PR #2529, opened 2026-09-10
Fix subscription search wait for PatternFly 5

jnagare-redhat:
### Problem Statement
With the PatternFly 5 UI migration, subscription search was failing because the wait logic returned too early. The PF5 UI shows an immediate "No Results" empty state while the search is still processing, which caused Airgun to read the empty table before actual results loaded.

This manifested as test failures where `session.subscription.search()` returned an empty list even though subscriptions existed and were visible in the UI.

### Root Cause
The `search_settled` property was checking for any `<tr>` element in tbody, but PF5 renders temporary rows with `data-ouia-component-id="table-empty"` during loading. These empty state rows appeared immediately, causing `search_settled` to return `True` before actual data rows loaded.

### Solution
Override `tbody_row` to only match actual data rows with component IDs starting with `subscriptions-table-row-`, excluding empty state rows. This ensures the wait logic only completes when real subscription data is present.

**Key changes:**
1. Added `tbody_row` override using XPath to match only data rows: `.//tbody/tr[starts-with(@data-ouia-component-id, "subscriptions-table-row-")]`
2. Updated `NO_RESULTS_MESSAGE` to match PF5 format: `'No Results No subscriptions match your search criteria.'`
3. Updated table locator to use PF5 `data-ouia-component-id` attribute
4. Increased search delay from 1s to 2s for more reliable waiting

### Testing
Verified with test `test_positive_access_with_non_admin_user_with_manifest` which was failing before this fix and now passes consistently.

### Related Issues
Fixes subscription search reliability on PatternFly 5 Satellite UI.

🤖 Generated with [Claude Code](https://claude.com/claude-code)

### DIFF
--- a/airgun/views/subscription.py
+++ b/airgun/views/subscription.py
@@ -43,7 +43,9 @@ class SatSubscriptionsViewTable(SatTable):
 
     NO_RESULTS_MESSAGE = 'No Results No subscriptions match your search criteria.'
     # Override tbody_row to only match actual data rows, not empty state rows
-    tbody_row = Text('.//tbody/tr[starts-with(@data-ouia-component-id, "subscriptions-table-row-")]')
+    tbody_row = Text(
+        './/tbody/tr[starts-with(@data-ouia-component-id, "subscriptions-table-row-")]'
+    )
 
     @property
     def is_displayed(self):
--- a/airgun/views/subscription.py
+++ b/airgun/views/subscription.py
@@ -41,7 +41,9 @@ class SatSubscriptionsViewTable(SatTable):
     component instead of a table, so we need to check if the table exists first.
     """
 
-    NO_RESULTS_MESSAGE = 'No subscriptions match your search criteria.'
+    NO_RESULTS_MESSAGE = 'No Results No subscriptions match your search criteria.'
+    # Override tbody_row to only match actual data rows, not empty state rows
+    tbody_row = Text('.//tbody/tr[starts-with(@data-ouia-component-id, "subscriptions-table-row-")]')
 
     @property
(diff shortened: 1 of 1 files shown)


jnagare-redhat:
trigger: test-robottelo
pytest: tests/foreman/ui/test_subscription.py -k test_positive_access_with_non_admin_user_with_manifest
deployment_type: container

airgun/views/subscription.py
```diff
@@ -150,10 +154,11 @@ def search(self, query):
             return None
         self.searchbox.search(query)
         self.browser.plugin.ensure_page_safe(timeout=60)
+        # Wait longer for search to complete
         wait_for(
             lambda: self.table.search_settled,
             timeout=30,
-            delay=1,
+            delay=2,
```
chris1984, line 161: Should we use 3 or is 2 enough?

chris1984 (approved):
Looks fine, just had one question about the delay. I have seen this page sometimes take a moment to load everything.

Satellite-QE:
**PRT Result**
```
Build Number: 926
Build Status: SUCCESS
PRT Comment: pytest tests/foreman/ui/test_subscription.py -k test_positive_access_with_non_admin_user_with_manifest --external-logging
Test Result : =========== 1 passed, 6 deselected, 5 warnings in 805.44s (0:13:25) ============
```

synkd (approved):

airgun/views/subscription.py
jnagare-redhat: 2 seems enough to me

LadislavVasina1 (approved):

______________________________

# [WHAT IS REQUIRED]
With nothing left out, copy every record exactly.

# [TASK SOLUTION]
PR #2529, opened 2026-09-10
Fix subscription search wait for PatternFly 5

jnagare-redhat:
### Problem Statement
With the PatternFly 5 UI migration, subscription search was failing because the wait logic returned too early. The PF5 UI shows an immediate "No Results" empty state while the search is still processing, which caused Airgun to read the empty table before actual results loaded.

This manifested as test failures where `session.subscription.search()` returned an empty list even though subscriptions existed and were visible in the UI.

### Root Cause
The `search_settled` property was checking for any `<tr>` element in tbody, but PF5 renders temporary rows with `data-ouia-component-id="table-empty"` during loading. These empty state rows appeared immediately, causing `search_settled` to return `True` before actual data rows loaded.

### Solution
Override `tbody_row` to only match actual data rows with component IDs starting with `subscriptions-table-row-`, excluding empty state rows. This ensures the wait logic only completes when real subscription data is present.

**Key changes:**
1. Added `tbody_row` override using XPath to match only data rows: `.//tbody/tr[starts-with(@data-ouia-component-id, "subscriptions-table-row-")]`
2. Updated `NO_RESULTS_MESSAGE` to match PF5 format: `'No Results No subscriptions match your search criteria.'`
3. Updated table locator to use PF5 `data-ouia-component-id` attribute
4. Increased search delay from 1s to 2s for more reliable waiting

### Testing
Verified with test `test_positive_access_with_non_admin_user_with_manifest` which was failing before this fix and now passes consistently.

### Related Issues
Fixes subscription search reliability on PatternFly 5 Satellite UI.

🤖 Generated with [Claude Code](https://claude.com/claude-code)

### DIFF
--- a/airgun/views/subscription.py
+++ b/airgun/views/subscription.py
@@ -43,7 +43,9 @@ class SatSubscriptionsViewTable(SatTable):
 
     NO_RESULTS_MESSAGE = 'No Results No subscriptions match your search criteria.'
     # Override tbody_row to only match actual data rows, not empty state rows
-    tbody_row = Text('.//tbody/tr[starts-with(@data-ouia-component-id, "subscriptions-table-row-")]')
+    tbody_row = Text(
+        './/tbody/tr[starts-with(@data-ouia-component-id, "subscriptions-table-row-")]'
+    )
 
     @property
     def is_displayed(self):
--- a/airgun/views/subscription.py
+++ b/airgun/views/subscription.py
@@ -41,7 +41,9 @@ class SatSubscriptionsViewTable(SatTable):
     component instead of a table, so we need to check if the table exists first.
     """
 
-    NO_RESULTS_MESSAGE = 'No subscriptions match your search criteria.'
+    NO_RESULTS_MESSAGE = 'No Results No subscriptions match your search criteria.'
+    # Override tbody_row to only match actual data rows, not empty state rows
+    tbody_row = Text('.//tbody/tr[starts-with(@data-ouia-component-id, "subscriptions-table-row-")]')
 
     @property
(diff shortened: 1 of 1 files shown)


jnagare-redhat:
trigger: test-robottelo
pytest: tests/foreman/ui/test_subscription.py -k test_positive_access_with_non_admin_user_with_manifest
deployment_type: container

airgun/views/subscription.py
```diff
@@ -150,10 +154,11 @@ def search(self, query):
             return None
         self.searchbox.search(query)
         self.browser.plugin.ensure_page_safe(timeout=60)
+        # Wait longer for search to complete
         wait_for(
             lambda: self.table.search_settled,
             timeout=30,
-            delay=1,
+            delay=2,
```
chris1984, line 161: Should we use 3 or is 2 enough?

chris1984 (approved):
Looks fine, just had one question about the delay. I have seen this page sometimes take a moment to load everything.

Satellite-QE:
**PRT Result**
```
Build Number: 926
Build Status: SUCCESS
PRT Comment: pytest tests/foreman/ui/test_subscription.py -k test_positive_access_with_non_admin_user_with_manifest --external-logging
Test Result : =========== 1 passed, 6 deselected, 5 warnings in 805.44s (0:13:25) ============
```

synkd (approved):

airgun/views/subscription.py
jnagare-redhat: 2 seems enough to me

LadislavVasina1 (approved):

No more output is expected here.